PR #15236, opened 2026-05-26
fix(go-models): add xAI model listing suffix

oktofeesh1:
## Summary
- add the xAI `models` URL suffix used by the existing Go `ListModels` implementation
- return a clear error when the xAI models suffix is missing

What you will do:
Retype all the material exactly as shown.

Reply:
PR #15236, opened 2026-05-26
fix(go-models): add xAI model listing suffix

oktofeesh1:
## Summary
- add the xAI `models` URL suffix used by the existing Go `ListModels` implementation
- return a clear error when the xAI models suffix is missing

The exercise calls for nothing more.